Mt. Zion African Methodist Episcopal Church
Eatontown, Burlington County

It is not clear whether we are looking at an 1845 church or a much later rebuilding of that original church. Until proven otherwise, we’ll assume the present building follows closely the plan of the 1845 church. It is a basic meetinghouse with a projecting tower. The original church lacked the basement, which would have been added anytime after the 1860s to accommodate a Sunday School and other meetings. The round arch windows now have stained glass, but originally would have been clear. The brackets and slight flare to the base of the pyramidal spire can also be attributed to
the later rebuilding as they are uncharacteristic of the 1840s. Eatontown apparently had a substantial black population in the mid-nineteenth century, although firm data on black numbers is difficult to find. Ellis and other nineteenth-century historians often take scant notice of black congregations.
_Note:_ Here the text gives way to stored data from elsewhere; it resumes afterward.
PR #429, opened 2015-02-05
Create indexes with USING

### LINKED ISSUE #427: Support GIS and GiST indexes in Postgres
Copying @whatyouhide since you tackled the last index related issue! :D

whatyouhide:
This PR should close #427 since it adds support for GiST and GIN indexes in Postgres but also for all other types of indexes, since it adds support for `USING` when creating indexes.

I added docs for this option as well as a couple of unit tests (testing the generated SQL). I'm not sure if I should add any integration test or any test under `Ecto.Migration` since the change is very simple and just translates to a Postgres feature, without involving much Ecto.

Let me know what you think!


josevalim:

PR #431, opened 2015-02-06
Update the version of the deps in the README

whatyouhide:
I upgraded the version of the postgrex and Ecto dependencies shown in the README "Usage" section, since that is probably where people look at when they're adding Ecto to their deps.

### DIFF
--- a/README.md
+++ b/README.md
@@ -52,7 +52,7 @@ Add Ecto as a dependency in your `mix.exs` file. If you are using PostgreSQL, yo
 ```elixir
 defp deps do
   [{:postgrex, ">= 0.0.0"},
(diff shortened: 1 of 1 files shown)


README.md
```diff
@@ -51,8 +51,8 @@ Add Ecto as a dependency in your `mix.exs` file. If you are using PostgreSQL, yo
 
 ```elixir
 defp deps do
-  [{:postgrex, ">= 0.0.0"},
```
josevalim: Please leave it `>= 0.0.0`. Ecto will force the proper version.

whatyouhide:
Oh, sorry! Didn't know that and actually it makes sense, I didn't think of that :). Fixed!

PR #433, opened 2015-02-06
Composable casts

### LINKED ISSUE #401: Composable cast?
I have a use case in a webmachine where I create the changeset progressively, each time picking some parts of the params. `cast/4` can work only with models, but couldn't it be extended to support changesets as well?

whatyouhide:
This should close #401.

This PR adds the possibility of composing casts by making `Ecto.Changeset.cast/4` accept a changeset instead of a model as its second argument:

```elixir
changeset = cast(%{title: "Title"}, %Post{}, ~w(title), ~w())
cast(%{title: "Foo", body: "Bar"}, changeset, ~w(title), ~w(body))
```

I think the nicest solution (and the one I've implemented) is to apply the new "cast" to the model in the argument changeset (in the example, `changeset.model`) and then to meticulously merge the argument changeset and the new changeset (I added the `merge_changesets/2` function for that).

Another way to implement this would have been to manually call `cast` with the model in the argument changeset and with merged title, options and params) but that way an already applied cast is just re-applied another time; maybe this solution is nicer though, so I'm more than willing to change the implementation (I could `push --force` just the second commit) if so.

Thanks! :smiley:

### DIFF
--- a/lib/ecto/changeset.ex
+++ b/lib/ecto/changeset.ex
@@ -244,6 +244,48 @@ defmodule Ecto.Changeset do
 
   ## Working with changesets
 
+  @doc """
+  Merges two changesets.
+
+  This function merges two changesets provided they have been applied to the
+  same model (their `:model` field is equal); if the models differ, an
+  `ArgumentError` exception is raised. If one of the changesets has a `:repo`
+  field which is not `nil`, then the value of that field is used as the `:repo`
+  field of the resulting changeset; if both changesets have a non-`nil` and
+  different `:repo` field, an `ArgumentError` exception is raised.
+
+  The other fields are merged with the following criteria:
+
+  * `params` - params are merged (not deep-merged) giving precedence to the
+    params of `changeset2` in case of a conflict. If either changeset has its
+    `:params` field set to `nil`, the resulting changeset will have its params
+    set to `nil` too.
+  * `changes` - changes are merged giving precedence to the `changeset2`
+    changes.
+  * `errors` and `validations` - they are simply concatenated.
+  * `required` and `optional` - they are merged; all the fields that appear
+    in the optional list of either changesets and also in the required list of
+    the other changeset are moved to the required list of the resulting
+    changeset.
+
+  ## Examples
+
+      iex> changeset1 = cast(%{title: "Title"}, %Post{}, ~w(title), ~w(body))
+      iex> changeset2 = cast(%{title: "New title", body: "Body"}, %Post{}, ~w(title body), ~w())
+      iex> changeset = merge(changeset1, changeset2)
+      iex> changeset.changes
+      %{body: "Body", title: "New title"}
+      iex> changeset.required
+      [:title, :body]
+      iex> changeset.optional
+      []
+
+      iex> changeset1 = cast(%{title: "Title"}, %Post{body: "Body"}, ~w(title), ~w(body))
+      iex> changeset2 = cast(%{title: "New title"}, %Post{}, ~w(title), ~w())
+      iex> merge(changeset1, changeset2)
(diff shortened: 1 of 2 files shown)


lib/ecto/changeset.ex
```diff
@@ -209,6 +242,23 @@ defmodule Ecto.Changeset do
...
 
+  defp merge_changesets(%Ecto.Changeset{model: model} = cs1, %Ecto.Changeset{model: model} = cs2) do
+    new_params   = Map.merge(cs1.params, cs2.params)
+    new_changes  = Map.merge(cs1.changes, cs2.changes)
+    new_errors   = cs1.errors ++ cs2.errors
+    new_required = Enum.uniq(cs1.required ++ cs2.required)
+
+    # Merges the :optional field of both changesets and then pulls out all the
+    # fields that have now become required.
+    opt_set = Enum.into(cs1.optional ++ cs2.optional, HashSet.new)
```
josevalim: I think this will be more performant (and clearer) if you simply write it as `Enum.uniq(optional1 ++ optional2) -- required` :)

josevalim:
Beautiful. I have added just one tiny comment!

whatyouhide:
There you go, no more `HashSet`s in favour of a call to `--/2`. I didn't realize that if both lists have no duplicate elements than `--/2` is the same as `Set.difference/2`.

One more thing: should we make `merge_changesets/2` public? I feel like it could come in handy in some cases since maybe you're creating the changesets in different places and then you just want to merge them, as opposite to having to first create one and then `cast/4` on it.

Let me know what you think!

lib/ecto/changeset.ex
```diff
@@ -209,6 +242,21 @@ defmodule Ecto.Changeset do
...
+    new_params   = Map.merge(cs1.params, cs2.params)
+    new_changes  = Map.merge(cs1.changes, cs2.changes)
+    new_errors   = cs1.errors ++ cs2.errors
+    new_required = Enum.uniq(cs1.required ++ cs2.required)
+
+    # Merges the :optional field of both changesets and then pulls out all the
+    # fields that have now become required.
+    new_optional = Enum.uniq(cs1.optional ++ cs2.optional) -- new_required
+
+    %Ecto.Changeset{params: new_params, model: model, valid?: new_errors == [],
```
josevalim: Sorry, this is incomplete. We need to concat the validations too.

josevalim:
Great idea, let's make merge public as long as we guarantee both model and repo fields are equal.

whatyouhide:
Hey José, I'm sorry it took me so long (busy day!) and I've been terrible completely missing validations :disappointed: Pushed a fix for that, I'm going to push another couple of commits later tonight in order to make `merge_changesets/2` public (updating the tests and writing the docs is going to take me a little while, that's why I'm not doing it now).

In the meanwhile, should we call the function `merge_changesets` even if it's part of the `Ecto.Changeset` module? I'm thinking that just `merge` may be too generic especially since `Ecto.Model` imports `Ecto.Changeset`, but maybe we can find a less verbose name. Let me know what you think!

josevalim:
We should call it just merge. :)

-- 


whatyouhide:
Hey @josevalim, I made `merge/2` public and added tests and docs for it. Everything should be ready, let  me know if there's anything else I can do.

Just one thing: you said to fail in `merge/2` if the `:repo` fields of the changesets differ. I think it's better to fail only if they're not `nil` **and** they're different. If I have a changeset I've applied (with a non-`nil` repo) and one I still haven't applied (with a `nil` repo), the final changeset should have the repo of the applied one, right? Let me know if I should change this behaviour before merging :).

Thanks!

josevalim:

PR #434, opened 2015-02-07
Only drop existing indexes when reversing `create index`.

### LINKED ISSUE #423: change doesn't work when it creates a table and an index

alanpeabody:
This fixes the situation where reversing a migration that adds a table
and an index would fail, because dropping the table will remove the
indexes.

Fixes #423

### DIFF
--- a/lib/ecto/migration.ex
+++ b/lib/ecto/migration.ex
@@ -200,6 +200,9 @@ defmodule Ecto.Migration do
   @doc """
   Creates an index.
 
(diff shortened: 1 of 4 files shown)


alanpeabody:
Note: When skipping indexes we don't log anything. Should we?

josevalim:
This is beautiful, thank you! And no, no logging required IMO!  :heart: :green_heart: :blue_heart: :yellow_heart: :purple_heart:

alanpeabody:
NP!

Issue #435, opened 2015-02-08
Boolean column default


ryankask:
I upgraded to master to take advantage of the `fragment` function when setting defaults and I noticed that my migrations broke because I used an Elixir boolean as a default:

      add :is_active, :boolean, default: true, null: false

Should `Ecto.Adapters.Postgres.Connection.default_expr/1` be defined like

    defp default_expr(literal) when is_number(literal) or is_boolean(literal), do: "DEFAULT #{literal}"

or is the intention now to just use binaries for boolean defaults?

      add :is_active, :boolean, default: "true", null: false

josevalim:
@ryankask thanks for reporting! This is definitely a bug and your fix is correct. We need to just add a new column here so we can test it too:

https://github.com/elixir-lang/ecto/blob/master/test/ecto/adapters/postgres_test.exs#L408-L410

:)

josevalim:
@ryankask thanks for reporting! This is definitely a bug and your fix is correct. We need to just add a new column here so we can test it too:

https://github.com/elixir-lang/ecto/blob/master/test/ecto/adapters/postgres_test.exs#L408-L410

A pull request is very appreciated, otherwise I will take a look at it soon!

PR #436, opened 2015-02-08
Allow boolean literals as defaults.

ryankask:
This PR addresses the bug described in #435.

The Postgres docs say: "The key words TRUE and FALSE are the preferred (SQL-compliant) usage."

This just uses `true` and `false` (lowercased). Case doesn't really matter but I wanted to check if this should be changed.


josevalim:
:heart:

PR #437, opened 2015-02-09
Allow unique option in migrations

ryankask:
I frequently use Django you can specify a column to be unique when defining a model field.

I tried this with ecto yesterday and it didn't work so this pull request adds support for this:

    add :slug, :text, unique: true, null: false

Which will generate

    "slug" text UNIQUE NOT NULL

The same thing can accomplished with 

    create index(:posts, [:slug], unique: true)

but seems like a convenient option. I'm not sure if it's desired for Ecto, however.

Note that you can't name the index inline like you can in Postgres. For that you would need to use `index/3` as you would now.

Also, `PRIMARY KEY` implies `UNIQUE NOT NULL` but this doesn't stop you from specifying both (redundant) options. It doesn't matter in Postgres:

    create table posts (slug text unique not null primary key)

works fine.


josevalim:
I think this is great. I will hold on merging it for now though because there is on going work on other adapters and I want to avoid messing it up. We will merge this later and find out a way to notify adapter implementations that they need to catch up! Thanks a lot!  :heart: :green_heart: :blue_heart: :yellow_heart: :purple_heart:

josevalim:
@mobileoverlord can you please verify this also works with TDS and add a unit test to tds_ecto? Once you confirm, I am merging this.

mobileoverlord:
Good to go
https://github.com/livehelpnow/tds_ecto/commit/7eb035d10211a414b113336c8d55ffc5ca30eb44

josevalim:
:heart:

PR #439, opened 2015-02-10
Fix test to actually refute receiving :updated

MSch:


josevalim:
I have done this typo approximately 1 gazillion times. Thanks for "udpating" the code!

PR #441, opened 2015-02-10
Fix GenServer.reply/2 calls

MSch:
Not sure what's going on here, not sure what the tests for this should be.


josevalim:
I am adding a test case. Great find!

PR #1142, opened 2015-12-15
Add validate_required/2

paulcsmith:
This is being added as discussed in the mailing list:
https://groups.google.com/forum/#!topic/elixir-ecto/KDVPSglEdVw

### DIFF
--- a/lib/ecto/changeset.ex
+++ b/lib/ecto/changeset.ex
@@ -1042,6 +1042,41 @@ defmodule Ecto.Changeset do
   end
 
   @doc """
+  Validates that one or more fields are present in the changeset.
+
+  If the value of a field is `nil`, an empty string `""`, or a string with only
+  white space `"   "` it will mark the changeset as invalid.
+
+  You can pass a single field name or a list of field names that are required.
+
+  ## Examples
+
+      validate_required(changeset, :title)
+      validate_required(changeset, [:title, :body])
+
+  """
+  @spec validate_required(t, list()) :: t
+  def validate_required(changeset, fields) when is_list(fields) do
+    Enum.reduce fields, changeset, fn(field, changeset) ->
+      changeset |> validate_required(field)
+    end
+  end
+
+  @spec validate_required(t, atom) :: t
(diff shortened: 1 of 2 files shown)


michalmuskala:
Maybe we should make the behaviour configurable? I saw @chrismccord proposed it:
```elixir
|> validate_required(fields, with: &(not is_nil(&1)))
```
The default behaviour would be the one implemented in the PR.

We can also make the message configurable.

paulcsmith:
That's an interesting thought. I'm leaning toward not doing that though because I think you could just write your own function fairly easily at that point. It might be nice to get a validation message for free, but I don't know if it's that big of a win. It also seems like this might be something used in multiple models, so it might be better to extract your own function and use it elsewhere anyway. Maybe that's an incorrect assumption though?

michalmuskala:
I was thinking about this a little bit more and I came to conclusion that what I want is a function similar to `validate_change` that would be always invoked, something like `validate_param` or `validate_field`. `validate_required` could be easily implemented in terms of such a function.

paulcsmith:
I like the name validate_field and I like the idea as well. Would be cool if it could handle multiple fields name as well, but maybe that's out of scope. 

Any comments on this particular PR? Should I go ahead and add a validate_field function that validate_required uses under the hood?

josevalim:
:-1: until we have at least one more function that needs it. :)

paulcsmith:
Sounds good to me! :)

paulcsmith:
Is there anything else this PR needs?

josevalim:
I haven't checked it yet but if there is anything left I will let you know @paulcsmith! I am working on the adapter/associations part for now, I will focus on changesets later. Happy holidays!

paulcsmith:
Sounds great! BTW I'll test the new associations stuff on ExMachina after the holidays. Happy holidays to you too!

erikreedstrom:
@paulcsmith It seems the PR does not include an `:message` option as other validation functions do. I believe with the addition of gettext, this should be available.

PR #1143, opened 2015-12-16
Update moduledoc for Ecto.Query: not is_nil

maxbeizer:
Tonight I was trying to write an Ecto query to find all resources where a given attribute is not nil. The [Ecto.Query docs](http://hexdocs.pm/ecto/Ecto.Query.html) state that this is a valid query:

```elixir
from p in query, where: p.published_at != nil
```
I kept getting [this error](https://github.com/elixir-lang/ecto/blob/master/lib/ecto/query/builder.ex#L149-L152), which I believe came from https://github.com/elixir-lang/ecto/pull/1057 . 

This PR updates the moduledoc to use `not/1` and `is_nil/1`

### DIFF
--- a/lib/ecto/query.ex
+++ b/lib/ecto/query.ex
@@ -261,7 +261,7 @@ defmodule Ecto.Query do
   require the use of `in`:
 
       def published(query) do
-        from p in query, where: p.published_at != nil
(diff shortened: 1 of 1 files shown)


josevalim:

Issue #883, opened 2015-08-15
Support partial indexing


ricn:
In ActiveRecord you can do this:

```
add_index :orders, :billed, where: "billed = false"
```

It would be nice if we could do it like this in Ecto:

```
create index(:orders, [:billed], where: "billed = false")
```

The only way I have figured out to do this in Ecto is to use the execute function:

```
execute("CREATE INDEX index_orders_on_billed_idx ON orders(billed) WHERE billed = false")
```

josevalim:
We are feature frozen for Ecto 1.0 but we could add this after v1.0 is out. The main question is: how do these options work between databases? It would be nice if we could use Ecto's query syntax here. But we probably won't be able to.

ricn:
Sqlite seems to support the same syntax that PG uses. Not sure about the other ones but I can look it up.

ricn:
Postgres, Sqlite & MSSQL have support for partial indexes (sometimes referred to as filtered indexes) & they all support it by appending a WHERE clause to the CREATE INDEX statement. 

MySQL does not seem to support partial indexes.

matthewrudy:
I had a go at this.
https://github.com/elixir-lang/ecto/compare/master...matthewrudy:create-partial-indexes

Currently just send a string into the `WHERE` clause

``` elixir
def change do
  create index(:posts, [:permalink], unique: true, where: "public IS TRUE")
end
```

I haven't tried using ecto query syntax yet, but the Postgres implementation of partial indexes supports full query syntax, so it should be useful.
http://www.postgresql.org/docs/8.0/static/indexes-partial.html

josevalim:
A PR is welcome. Let's just support passing a string for now.

matthewrudy:
@josevalim PRed https://github.com/elixir-lang/ecto/pull/1152

PR #1152, opened 2015-12-18
Add support for partial indexes

matthewrudy:
Comes from issue #883.

This PR adds support for the `:where` option.
It currently only allow a string or atom for the `:where`,
which gets added to the string automatically.

``` elixir
create index(:products, [:user_id], where: "price = 0", name: :free_products_index)
```

becomes the SQL
``` sql
CREATE INDEX "free_products_index" ON "products" ("user_id") WHERE price = 0
```

### DIFF
--- a/test/ecto/adapters/postgres_test.exs
+++ b/test/ecto/adapters/postgres_test.exs
@@ -669,6 +669,16 @@ defmodule Ecto.Adapters.PostgresTest do
            ~s|CREATE UNIQUE INDEX "posts_permalink_index" ON "posts" ("permalink")|
   end
 
+  test "create unique index with condition" do
+    create = {:create, index(:posts, [:permalink], unique: true, where: "public IS TRUE")}
+    assert SQL.execute_ddl(create) ==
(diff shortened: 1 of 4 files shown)


test/ecto/adapters/postgres_test.exs
```diff
@@ -669,6 +669,16 @@ defmodule Ecto.Adapters.PostgresTest do
            ~s|CREATE UNIQUE INDEX "posts_permalink_index" ON "posts" ("permalink")|
   end
 
+  test "create unique index with condition" do
+    create = {:create, index(:posts, [:permalink], unique: true, where: "public IS TRUE")}
+    assert SQL.execute_ddl(create) ==
+           ~s|CREATE UNIQUE INDEX "posts_permalink_index" ON "posts" ("permalink") WHERE public IS TRUE|
```
matthewrudy: note, I would normally do one case per test
but this style was copied from the `test "create index with prefix"` above

josevalim:

matthewrudy:
Thanks @josevalim

kidbombay:
Is there documentation on how to use this in a constraint on a changeset?

AndrewDryga:
@kidbombay take a look at `Ecto.Changeset.check_constraint/2`.

PR #1162, opened 2015-12-21
Make DateTime.cast support a less awkward subset of ISO 8601 datetime…

gradenb:
… format. Week dates and ordinal dates are still missing.

### DIFF
--- a/lib/ecto/date_time.ex
+++ b/lib/ecto/date_time.ex
@@ -62,6 +62,14 @@ defmodule Ecto.DateTime.Utils do
   def usec(rest) when is_iso_8601(rest), do: 0
   def usec(_), do: nil
 
+  def add_with_wrap(current, n, first..last = range) do
+    Enum.at(range, rem(current - first + n, last + (1 - first)))
+  end
+
+  def get_wrap_count(current, n, first..last) do
+    trunc Float.floor((current - first + n) / (last + (1 - first)))
+  end
+
   @doc """
   Compare two datetimes.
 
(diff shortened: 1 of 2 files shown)


gradenb:
My goal here was to make the subset of ISO 8601 strings that Ecto.{Date,Time,DateTime}.cast can handle less awkward. This branch should make them able to handle everything except week dates and ordinal dates. I was running into issues myself when trying to cast strings in the following format:
`2015-01T23:50:07+0000`
This should be the same as `2015-01T23:50:07Z`, but the functions could not handle it.

gradenb:
Is this something that is likely to get accepted? I'm sure the changes need review from more experience Elixir developers :)

michalmuskala:
I agree it would be nice to be a little bit more flexible out of the box, on the other hand I feel like this adds much complexity.

I also believe this makes you loose information - specifically the one about the time-zone. There would be no way to recover this information once the data is converted into `Ecto.DateTime`. If you care about time-zones, you should really consider one of the more advanced time libraries - timex or calendar - they both have ecto bindings via custom types.

I know the `+0000` timezone issue comes mostly from ruby's `DateTime` (that's how it renders UTC times), contrary to `Time` class that uses the `Z` format.
Maybe as a compromise we could support both `Z` and `+0000` time-zone indicators?

\cc @josevalim

gradenb:
@michalmuskala Thanks for the feedback. I agree with your comments. I think it would be much nicer to support any ISO 8601 string eventually, but I guess there should be more discussions before tackling that. I know that it would be nice to me personally if `+0000` was supported. I'm not sure how much this would help others though. I wouldn't mind changing my pull request to add just that support if that is desired. I'm mainly looking for ways to get involved and this seemed like low hanging fruit. :)

josevalim:
The goal of Ecto is exactly to do some subset. If you need robust parsing, then you need to use a proper date time library. :) Thank you for the PR in any case!  :heart: :green_heart: :blue_heart: :yellow_heart: :purple_heart:

PR #1163, opened 2015-12-22
Switch pg storage management away from psql

### LINKED ISSUE #854: Mix ecto.create uses psql
Is it necessary for Ecto to use `psql` for database creation? It causes a problem for me because I am using Docker (in all environments) and I don't have Postgres in my application container. It is making running automated tests difficult.

DAE think it would make more sense to use Ecto itself for database creation? I'm interested in contributing a patch for this, but first want to see if it would be welcome and get your thoughts on this.

sorentwo:
This moves `storage_up` and `storage_down` for the Postgres adapter to use an Ecto/Postgrex connection, rather than relying on `psql`.

This closes #854.

### DIFF
--- a/integration_test/pg/storage_test.exs
+++ b/integration_test/pg/storage_test.exs
@@ -15,12 +15,12 @@ defmodule Ecto.Integration.StorageTest do
         password: "password1234" ]
   end
 
-  def drop_database do
-    :os.cmd 'psql -U postgres -c "DROP DATABASE IF EXISTS storage_mgt;"'
-  end
-
   def create_database do
     :os.cmd 'psql -U postgres -c "CREATE DATABASE storage_mgt;"'
+  end
+
+  def drop_database do
+    :os.cmd 'psql -U postgres -c "DROP DATABASE IF EXISTS storage_mgt;"'
   end
 
   setup do
@@ -30,22 +30,17 @@ defmodule Ecto.Integration.StorageTest do
 
   test "storage up (twice in a row)" do
     assert Postgres.storage_up(correct_params) == :ok
-    assert Postgres.storage_up(correct_params) == {:error, :already_up}
+    assert Postgres.storage_up(correct_params) == :ok
   end
 
   test "storage up (wrong credentials)" do
-    refute Postgres.storage_up(wrong_user) == :ok
+    assert Postgres.storage_up(wrong_user) == {:error, "connection not available"}
   end
 
   test "storage down (twice in a row)" do
     create_database
 
     assert Postgres.storage_down(correct_params) == :ok
-    assert Postgres.storage_down(correct_params) == {:error, :already_down}
-  end
-
-  test "storage down (wrong credentials)" do
-    create_database
-    refute Postgres.storage_down(wrong_user) == :ok
+    assert Postgres.storage_down(correct_params) == :ok
   end
 end
--- a/integration_test/pg/storage_test.exs
+++ b/integration_test/pg/storage_test.exs
@@ -3,6 +3,8 @@ defmodule Ecto.Integration.StorageTest do
 
   alias Ecto.Adapters.Postgres
 
+  @moduletag :capture_log
+
   def correct_params do
     Ecto.Repo.Supervisor.parse_url(
       Application.get_env(:ecto, :pg_test_url) <> "/storage_mgt"
--- a/integration_test/pg/test_helper.exs
+++ b/integration_test/pg/test_helper.exs
@@ -71,12 +71,15 @@ defmodule Ecto.Integration.Case do
   end
 end
 
+{:ok, _} = Application.ensure_all_started(:postgrex)
+
 # Load up the repository, start it, and run migrations
-_   = Ecto.Storage.down(TestRepo)
+:ok = Ecto.Storage.down(TestRepo)
 :ok = Ecto.Storage.up(TestRepo)
 
 {:ok, _pid} = TestRepo.start_link
 {:ok, _pid} = PoolRepo.start_link
 
 :ok = Ecto.Migrator.up(TestRepo, 0, Ecto.Integration.Migration, log: false)
+
 Process.flag(:trap_exit, true)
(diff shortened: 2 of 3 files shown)


integration_test/pg/test_helper.exs
```diff
@@ -69,12 +69,15 @@ defmodule Ecto.Integration.Case do
   end
 end
 
+{:ok, _} = Application.ensure_all_started(:postgrex)
+
+Process.flag(:trap_exit, true)
+
 # Load up the repository, start it, and run migrations
-_   = Ecto.Storage.down(TestRepo)
+# _   = Ecto.Storage.down(TestRepo)
```
sorentwo: This is commented out to get the tests passing in general. When it is enabled it will invariably result in:

```
** (MatchError) no match of right hand side value: {:error, %Postgrex.Error{message: "tcp recv: timeout", postgres: nil}}
```

The `storage_test` itself and the `ecto.create_drop_test` don't normally have such a timeout problem. I'm not sure what is causing the timeout, and could really use some help.

sorentwo:
This has taken an embarrassing amount of time for such small code changes, and I'm still getting timeout errors that I don't understand.

integration_test/pg/storage_test.exs
```diff
@@ -33,19 +27,10 @@ defmodule Ecto.Integration.StorageTest do
     assert Postgres.storage_up(correct_params) == {:error, :already_up}
   end
 
-  test "storage up (wrong credentials)" do
-    refute Postgres.storage_up(wrong_user) == :ok
```
sorentwo: Incorrect credentials cause an exit, which I'm not sure should be caught.

```
20:51:08.074 [error] GenServer #PID<0.229.0> terminating
** (stop) %Postgrex.Error{message: nil, postgres: %{code: :invalid_authorization_specification, file: "miscinit.c", line: "362", message: "role \"randomuser\"
 does not exist", pg_code: "28000", routine: "InitializeSessionUserId", severity: "FATAL"}}
```

Any advice here?

lib/ecto/adapters/postgres.ex
```diff
@@ -79,66 +81,40 @@ defmodule Ecto.Adapters.Postgres do
...
+      error -> error
     end
   end
 
-  defp run_with_psql(database, sql_command) do
-    unless System.find_executable("psql") do
-      raise "could not find executable `psql` in path, " <>
-            "please guarantee it is available before running ecto commands"
-    end
+  defp run_query(opts, sql) do
```
GeorgeTaveras1231: How do you feel about making `run_query/2` return `{:error,  {code, message}}`? This will simplify the calling code to:
```elixir
case run_query(opts, command) do
  {:ok, _result} -> :ok
  {:error, {:duplicate_database, _message}} -> {:error, :already_up}
  {:error, {_, message}} -> {:error, message} # This would also be more like the original implementation
end
```

lib/ecto/adapters/postgres.ex
```diff
@@ -79,66 +81,40 @@ defmodule Ecto.Adapters.Postgres do
...
-      String.contains?(output, "3D000") -> {:error, :already_down}
-      true                              -> {:error, output}
+    command = "DROP DATABASE #{opts[:database]}"
+
+    case run_query(opts, command) do
+      {:ok, _result} ->
+        :ok
+      {:error, %Postgrex.Error{postgres: %{code: :invalid_catalog_name}}} ->
+        {:error, :already_down}
+      error -> error
```
GeorgeTaveras1231: Just a heads up, this is not backwards compatible. This used to return `{:error, String}` and is now returning `{:error, Postgrex.Error}`

sorentwo:
@GeorgeTaveras1231 Thanks for the suggestions, I've updated `run_query` to destructure the error, much better.

integration_test/pg/storage_test.exs
josevalim: Let's catch any Postgrex.Error exit and print the error messages in a nice readable way.

josevalim: To do this, you may need to start the connection and run the query inside a separate process (it can be one started with `Task.start_link`), monitor it and receive its error status (which may be Postgrex.Error).

GeorgeTaveras1231:
No problem @sorentwo, glad to help

btw, I don't know if this should be done as part of this same PR, but we should not forget about the [`mysql` dependency here](https://github.com/elixir-lang/ecto/blob/master/lib/ecto/adapters/mysql.ex#L143-L159).

integration_test/pg/storage_test.exs
fishcakez: When we add DBConnection the GenServer log message is much improved as the exception is raised by DBConnection so we get to see the message (and a stacktrace). If it is awkward to handle a nice log we can leave it for now.

sorentwo:
I've made some changes to use Task.Supervisor.async_nolink with Task.yield, which works well aside from random timeouts. With ericmj/postgrex#128 being merged I think this will have to be reworked again though.

sorentwo:
The connection is now closed after the query is run, which prevents a timeout for back-to-back invocations of the `storage_up` or `storage_down`.

sorentwo:
@josevalim This has been updated with the db_connection changes, some cleanup, and squashed into a single commit. CI seems to be having s3 errors, so I'm not sure of the build status now.

sorentwo:
Ok, everything is passing now. This is ready to go from my end.

lib/ecto/adapters/postgres.ex
```diff
@@ -80,66 +80,48 @@ defmodule Ecto.Adapters.Postgres do
...
+
+    task = Task.Supervisor.async_nolink(pid, fn ->
+      {:ok, conn} = Postgrex.Connection.start_link(opts)
+
+      value = Ecto.Adapters.Postgres.Connection.query(conn, sql, [], [])
+      GenServer.stop(conn)
+      value
+    end)
+
+    case Task.yield(task) do
```
josevalim: You think the default timeout of 5000 is reasonable? Maybe we should use the timeout values coming from opts?

sorentwo: I have to admit that I didn't test this on anything under-powered, but it never exceeded even 1000 in my local usage/testing.

PR #1171, opened 2015-12-26
[1170] Cast must validate that the key be present if required

mrkaspa:
This PR is to solve https://github.com/elixir-lang/ecto/issues/1170


josevalim:
Thank you but this fix is incorrect. I will post the proper fix in the issue in case you want to tackle it.

PR #1174, opened 2015-12-26
raise when an association is defined in embedded_schema

### LINKED ISSUE #1166: Raise if embedded_schema is given and an association is defined

tony612:
resolves #1166


josevalim:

In the late eighteenth century few blacks, slave or free, were
Christians, but by the time this congregation was organized there were more than 125,000 black Methodists and Baptists in the country. Nathan Hatch’s superb book, The Democritization of American Christianity, points out that in the decades leading up to the Civil War “increasingly suppressed in white congregations, black preachers seized every opportunity to organize distinct African- American communities.” This congregation certainly represents
one such example, apparently the first in the county, but almost 30 years after the initial AME churches in the state were founded in Burlington county. And that’s rather curious.